The result of the hearings was a recommendation for an independent scientific investigation of the Air Force’s work on Project Blue Book. After several universities (including Harvard, MIT, and Cal Tech) declined the project, the Air Force contracted with the University of Colorado. Like the other universities, Colorado feared that the UFO project might damage its credibility. It had, however, just suffered some major budget cuts and the Air Force-funded study was worth about half a million dollars.

An internal memo from Assistant Dean Robert Low dated August 9, 1966, tries to deal with the credibility problem that the UFO review posed for the university. He points out that

in order to undertake such a project one has to approach it objectively. That is, one has to admit the possibility that such things as UFOs exist. It is not respectable to give serious consideration to such a possibility. Believers, in other words, remain outcasts. … [O]ne would have to go so far as to consider the possibility that saucers, if some of the observations are verified, behave according to a set of physical laws unknown to us. The simple act of admitting these possibilities just as possibilities puts us beyond the pale, and we would lose more in prestige in the scientific community than we could possibly gain by undertaking the investigation.

Yet, Low offers a solution:

Our study would be conducted almost exclusively by nonbelievers who, although they couldn’t possibly prove a negative result, could and probably would add an impressive body of evidence that there is no reality to the observations. The trick would be, I think, to describe the project so that, to the public, it would appear a totally objective study but, to the scientific community, would present the image of a group of nonbelievers trying their best to be objective but having an almost zero expectation of finding a saucer. One way to do this would be to stress investigation, not of the physical phenomena, rather of the people who do the observing – the psychology and sociology of persons and groups who report seeing UFOs.

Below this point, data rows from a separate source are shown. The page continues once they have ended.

Issue #1408, opened 2026-09-18
fix(ttsx): JSX preserved for another tool cannot run under Node


samchon:
## Problem

A project whose `tsconfig.json` sets `"jsx": "preserve"` (or `"react-native"`, which also preserves JSX) cannot run a `.tsx` file through `ttsx` or `ttsc/register`. The private runtime build keeps the JSX syntax, and Node fails at the first JSX expression with `SyntaxError: Unexpected token '<'`.

`preserve` is the default in Next.js projects, so any script there that renders or imports a component (email templates, seeders, scripts that import shared UI modules) fails under ttsx, although the type-check passes.

ttsx already has a policy for this class. When `target` is `ESNext`, TypeScript-Go keeps proposal decorators that Node cannot parse, so the runtime build lowers the target to `ES2025` without touching the user's config or output (#1359, `runtimeCompilerArgs`). JSX preserved for a downstream tool is the same situation with no lowering.

## Evidence

Reproduced on `master` @ `779c60c9` (0.30.4 source build), Windows 11, Node 24.18.0, `typescript@7.0.2`, `--no-plugins`. A local package `myjsx` provides `jsx-runtime` so no React install is needed.

| tsconfig `jsx` | Command | Result |
| --- | --- | --- |
| `preserve` + `jsxFactory: "h"` | `ttsx main.tsx` | `SyntaxError: Unexpected token '<'` |
| `preserve` + `jsxImportSource: "myjsx"` | `ttsx auto.tsx` | `SyntaxError: Unexpected token '<'` |
| `react-jsx` + `jsxImportSource: "myjsx"` | `ttsx auto.tsx` | `<div>hello</div>` |
| `preserve` + `jsxImportSource: "myjsx"` | `ttsx --jsx react-jsx auto.tsx` | `<div>hello</div>` |

No test under `tests/test-ttsc/src/features/ttsx-runtime` executes JSX.

## Consequence surface

- Entry project, out-of-include entries, dependency builds, prepared roots under `ttsc/register`, and the orphan lane (which runs with `--ignoreConfig` and therefore never sees `jsx`).
- `preserve` and `react-native` modes; `react`, `react-jsx`, and `react-jsxdev` already produce executable output and must stay unchanged.
- The JSX factory configuration a project already declares: `jsxFactory`, `jsxFragmentFactory`, `jsxImportSource` (including per-file `@jsx` / `@jsxImportSource` pragmas).
[...]

Issue #1407, opened 2026-09-18
refactor(ttsc): one documented public identity per source file


samchon:
## Problem

The TypeScript sources of `packages/ttsc` do not meet the structure discipline that `@ttsc/evidence` enforces through `evidence/singular` and `evidence/documented`:

- **singular:** a file declares exactly one public identity, and the file takes that identity's name. Barrels, which only re-export, own no identity. `index` files are exempt from the name match. Merged declarations of one name count once.
- **documented:** every public unit carries a non-empty JSDoc block. Units are exported types, functions, and variables, plus the public members of exported interfaces, object type aliases, classes, and namespaces.

ttsc hosts that lint, so it cannot depend on it for its own build, but its own code is expected to meet the same bar. In addition, the one exported declaration of a file sits directly after its imports, and its JSDoc gives a reader (human or agent) the context to use it without reading the body: purpose, invariants, and the reason behind non-obvious decisions.

The size is not cosmetic. The runtime ownership defect in #1382 lives in a 3,197-line `runtimeHooks.ts` that exports 21 declarations spanning source serving, dependency builds, a cross-process lock, module-format classification, and descriptor input recording. Its lanes could not be tested in isolation, and the stem matcher they share had no unit coverage of its own.

## Evidence

The rules were run on a copy of `packages/ttsc/src` through the real toolchain (`@ttsc/lint` with `@ttsc/evidence`, `evidence/singular` and `evidence/documented` at `error`), from `master` @ `779c60c9`. Result: 150 findings, no TypeScript errors.

`evidence/singular`, 33 files:

| File | Public identities |
| --- | --- |
| `plugin/internal/buildSourcePlugin.ts` | 30 |
| `launcher/internal/runtimeHooks.ts` | 21 |
| `launcher/internal/watchTopology.ts` | 15 |
| `compiler/internal/runBuild.ts` | 15 |
| `flags/schema.ts` | 13 |
| `internal/projectInputPathIdentity.ts` | 12 |
| `compiler/internal/sharedHostHelpers.ts` | 10 |
| `plugin/internal/loadProjectPlugins.ts` | 8 |
| `flags/parser.ts` | 7 |
| `launcher/internal/runTtscserver.ts`, `compiler/internal/residentCheckProcess.ts` | 5 |
| `plugin/internal/capabilityResolutionCache.ts`, `internal/spawnSyncResilient.ts`, `compiler/internal/residentTransformProcess.ts` | 4 |
[...]

Issue #1406, opened 2026-09-18
fix(ttsx): a solution-style tsconfig runs the entry without its referenced project's options


samchon:
## Problem

A solution-style `tsconfig.json` owns no files. It lists `"files": []` and delegates to project `references`, which is the layout Vite, Nx, and many monorepo templates generate:

```
tsconfig.json       { "files": [], "references": [{ "path": "./tsconfig.app.json" }, { "path": "./tsconfig.node.json" }] }
tsconfig.app.json   compilerOptions for src/, include: ["src"]
tsconfig.node.json  compilerOptions for vite.config.ts
```

`ttsx src/main.ts` discovers the nearest `tsconfig.json`, finds that it does not contain the entry, and compiles the entry through the out-of-include lane with the solution file's options, which are empty. The options of the project that actually owns `src/main.ts` are never applied. Depending on the code, the run either fails with a type error the project does not have, or succeeds with different runtime semantics.

TypeScript's language service resolves the same file to the referenced project that contains it, which is why the editor shows no error.

## Evidence

Reproduced on `master` @ `779c60c9` (0.30.4 source build), Windows 11, Node 24.18.0, `typescript@7.0.2`, `--no-plugins`.

```jsonc
// tsconfig.json
{ "files": [], "references": [{ "path": "./tsconfig.app.json" }] }
// tsconfig.app.json
{ "compilerOptions": { "composite": true, "target": "es2022", "module": "commonjs", "types": [],
    "skipLibCheck": true, "experimentalDecorators": true, "strict": true },
  "include": ["src"] }
```

With a three-parameter legacy decorator in `src/main.ts`:

| Command | Result |
| --- | --- |
| `ttsc -p tsconfig.app.json --noEmit` | exit 0 |
| `ttsx src/main.ts` | `TS1241: Unable to resolve signature of method decorator ... The runtime will invoke the decorator with 2 arguments, but the decorator expects 3.` |

With `function anyDecorator(...args: any[]): any { console.log("decorator received", args.length, "arguments"); }`:

| Command | Output |
| --- | --- |
| `ttsx src/main.ts` | `decorator received 2 arguments` (standard decorators, exit 0) |
| `ttsx -P tsconfig.app.json src/main.ts` | `decorator received 3 arguments` (legacy decorators) |

[...]

Issue #1405, opened 2026-09-18
fix(ttsx): persistent runtime caches serve JavaScript for stale sources and compilers


samchon:
## Problem

Two ttsx runtime caches outlive the run that wrote them, and both are keyed without the inputs that decide their content. A later run then executes JavaScript that no longer corresponds to the source or the compiler in front of it.

1. **Dependency builds without a runtime manifest.** When the runtime hooks have no manifest, dependency builds go to the shared `os.tmpdir()/ttsx-dep`, keyed only by the tsconfig path. Editing the dependency's source never invalidates it; the old program runs until the temp directory is cleared.
2. **The orphan lowering cache.** Raw TypeScript with no owning tsconfig (a package that ships `.ts` under `node_modules`) is lowered once and cached under `TTSC_CACHE_DIR` or `os.tmpdir()/ttsc-orphan`, keyed by the compiler binary's *path*. Upgrading `typescript` in a flat `node_modules` (npm, yarn) keeps that path, so the new compiler's output is never produced for an unchanged source.

## Evidence

Reproduced on `master` @ `779c60c9` (0.30.4 source build), Windows 11, Node 24.18.0, `typescript@7.0.2`, `--no-plugins`.

Dependency cache, manifest-less child:

```ts
// main.ts (the ttsx entry)
import { spawnSync } from "node:child_process";
import path from "node:path";
const env: NodeJS.ProcessEnv = { ...process.env };
delete env.TTSX_RUNTIME_MANIFEST;
const result = spawnSync(process.execPath, [path.join(__dirname, "child.ts")], { env, encoding: "utf8" });
process.stdout.write(`child said: ${result.stdout.trim()}\n`);

// child.ts
const version: string = "v1"; console.log(version);
```

`ttsx main.ts` prints `child said: v1`. Change `child.ts` to `"v2"`; `ttsx main.ts` still prints `child said: v1`.

The same state is reached without editing the environment when a process started by a ttsx program performs its first TypeScript load after the launcher has exited: the launcher deletes `runtime-manifest.json` on exit, and the runtime reads the manifest lazily on first use, so that process finds none.

Orphan cache, compiler identity: a wrapper executable at one fixed path runs the real tsgo and stamps each orphan output with `compiled by <stamp>`; `TTSC_CACHE_DIR` points at a scratch directory.

| Step | Output |
| --- | --- |
| Run with stamp A | `compiled by A` |
| Rebuild the wrapper as B at the same path, run | `compiled by A` |
[...]

PR #1410, opened 2026-09-18
fix(ttsx): exact source ownership, launcher process contract, and one-identity structure

### LINKED ISSUE #1413: fix(ttsx): Bun and Deno pass the Node gate and run without ttsx's runtime
## Problem

Bun and Deno pass ttsx's Node version gate, because both report a Node version in `process.versions.node` for compatibility. Neither implements `module.registerHooks`, so ttsx cannot run on them. It does not stop, though.

- **`bun --preload ttsc/register src/main.ts`:** dies inside ttsc with `TypeError: (0, node_module_1.registerHooks) is not a function`.
- **`bun node_modules/ttsc/lib/launcher/ttsx.js src/main.ts`:** type-checks the project, then spawns its child with `process.execPath`, which is Bun. Bun runs the entry through its own TypeScript support instead of the checked emit, and the project's transform plugins silently do not apply.

## Evidence

Windows 11, Bun 1.4.2, Deno 2.9.6, head of #1410:

| Command | Result |
| --- | --- |
| `bun ttsx.js src/main.ts` | prints the program output; no ttsx runtime hooks were installed |
| `bun --preload ttsc/register src/main.ts` | `TypeError: registerHooks is not a function` from `installRuntimeHooks.js` |
| `deno run -A ttsx.js src/main.ts` | Deno refuses the CommonJS launcher itself; `process.versions.node` reads 26.3.0 |

## Consequence surface

- The launcher's gate (`runTtsx`) and the preload's gate (`assertNodeRuntimeSupport`) share `checkNodeRuntimeSupport`.
- `bunx ttsx` runs the launcher with Node unless `--bun` is given.

## Approach

Refuse a runtime whose `process.versions` names Bun or Deno, with a message that says why and how to run under Node. Supporting those runtimes is a different feature.

## Acceptance

- Both gates refuse Bun and Deno with an actionable message; Node is unaffected.
- A regression case pins the refusal.

### LINKED ISSUE #1414: fix(ttsx): a read-only project directory fails on a bare EPERM
## Problem

ttsx fails on a project directory that refuses writes, which covers read-only checkouts, mounts, and container filesystems. Both of these failures show only a bare `EPERM`:

1. **An included entry:**
   - Without `--cache-dir`, the runtime output directory defaults to the project's `node_modules/.cache/ttsc/ttsx`.
   - Creating it fails with `EPERM: operation not permitted, mkdir '...\node_modules\.cache\ttsc\ttsx'`, before anything compiles.
2. **An entry outside `include`, and a root the program reaches at run time:**
   - These are compiled through a temporary tsconfig written beside the project's own, for the length of the build.
   - The write fails with `EPERM: operation not permitted, open '...\.ttsx-entry.<pid>.tsconfig.json'`, naming a file the user never created.

## Evidence

On Windows 11 with an ACL that denies file and directory creation on the project directory:
- `ttsx src/index.ts` failed as in case 1;
- `ttsx clear.ts` with `--cache-dir` elsewhere failed as in case 2;
- the same included entry ran when given `--cache-dir` elsewhere.

## Consequence surface

- **The runtime cache default** (`prepareExecution`), and therefore `ttsc/register` too.
- **The temporary tsconfig.**
  - TypeScript-Go's command line cannot combine a project with a file list: `-p` with file names is TS5042, and file names with a tsconfig present is TS5112 unless `--ignoreConfig` drops the config.
  - `${configDir}`, the default `typeRoots`, and `types` resolve from the directory of the config the compiler is given.
  - So a checked build of one file with the project's options needs a config file in that directory.
  - ttsc ships no compiler host that could replace the roots in memory: the platform `ttsc` binary refuses `build` and `check`.
- **Emit-only builds** (installed packages, descriptor loads) already keep their temporary tsconfig in the private cache.

## Approach

- The default runtime cache falls back below the system temp directory when the project refuses it. A `--cache-dir` the user named is never replaced.
- The temporary tsconfig write reports the directory, the cause, and the remedy: make the directory writable, or add the file to the project's `include`/`files`.
- Replacing the roots in memory would need a shipped compiler host, which is a packaging decision outside this issue.

## Acceptance

- An included entry of a read-only project runs without `--cache-dir` and leaves the project unchanged.
- An out-of-include entry there fails naming the directory and the remedy.
- Regression cases on Windows (ACL) and POSIX (mode bits).

### LINKED ISSUE #1415: fix(ttsx): a forwarded --noEmit or --emitDeclarationOnly stops the entry from running
## Problem

Forwarding a flag that suppresses output breaks the run: `ttsx --noEmit src/main.ts` and `ttsx --emitDeclarationOnly --declaration src/main.ts` both fail with `ttsx: emitted entry not found`.

Flags before the entry go to the type-check, and neither flag changes that check. But ttsx's runtime build is the same compiler pass. The forwarded flag comes after ttsx's own `--noEmit false --emitDeclarationOnly false`, so the build writes no JavaScript and nothing can run.

## Evidence

Reproduced on `779c60c9` and on the head of #1410, with a trivial CommonJS project: both commands exit 2 with `emitted entry not found`, and the same entry runs without the flag.

## Consequence surface

- Every ttsx runtime build that takes forwarded flags: the entry project build and the entry-only build of an out-of-`include` entry.
- ttsc's separate TypeScript-Go check pass, which runs before a native plugin host emits. It must stay no-emit even when the runtime build re-enables emit.
- A response file (`@file`) can carry the flag too.

## Approach

- Runtime builds switch `--noEmit` and `--emitDeclarationOnly` back off after every forwarded flag.
- The check pass's own `--noEmit` follows the forwarded flags, so it wins.

## Acceptance

- Both commands run the entry.
- A regression case pins them.

### LINKED ISSUE #1416: fix(ttsx): a forwarded --inlineSourceMap fails with TS5053
## Problem

`ttsx --inlineSourceMap src/main.ts` fails before the program starts, with `error TS5053: Option 'sourceMap' cannot be specified with option 'inlineSourceMap'`.

ttsx forces `--sourceMap` on its private runtime build when the build would otherwise carry no map to inline, which keeps stack traces and coverage mapped (#353). That decision reads the project config only, so a forwarded `--inlineSourceMap` gets a forced `--sourceMap` beside it.

## Evidence

Reproduced on the head of #1410, for an included entry and for one outside `include`. Without the flag, both run.

## Consequence surface

- The entry project build and the entry-only build.
- The effective-option reader handled a bare boolean flag (`--inlineSourceMap` last, or followed by another flag) only for `noLib`. Every other bare flag read as the next token, or as nothing.

## Approach

Decide whether to force a map from the options the build actually compiles with: the config plus the forwarded flags. A bare boolean flag reads as on.

## Acceptance

- `--inlineSourceMap` runs, and a stack trace maps to the `.ts` line through the inline map.
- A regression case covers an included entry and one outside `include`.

The review, carried out under the direction of a physics professor, Dr. Edward Condon, was released in January 1969. It sought the appearance of objectivity – indeed, it followed the suggestions outlined in Low’s memo – but came under heavy criticism nonetheless, and not least when the Low memo itself was leaked to the press.

In July 1968, prior to the report’s publication, the House Science and Astronautics Committee held a symposium on UFOs, in part because of growing concern over the biases and inadequacies of the Colorado study. Condon had been open in his disdain for UFOs, spending most of his energies on contactees rather than on the reports provided by NICAP and Project Blue Book. The Condon staff was split and factionalized, some suspecting that only a negative assessment of UFOs would be published. Although participants in the July symposium urged continued scientific study of UFOs, Condon’s introduction to the soon-to-be released Colorado report presents itself as the final authoritative word on the matter of UFOs: “Our general conclusion is that nothing has come from the study of UFOs in the past 21 years that has added to scientific knowledge. Careful consideration of the record as it is available to us leads us to conclude that further extensive study of UFOs probably cannot be justified in the expectation that science will be advanced thereby.” Of the ninety-one cases covered in the report, thirty remain unexplained.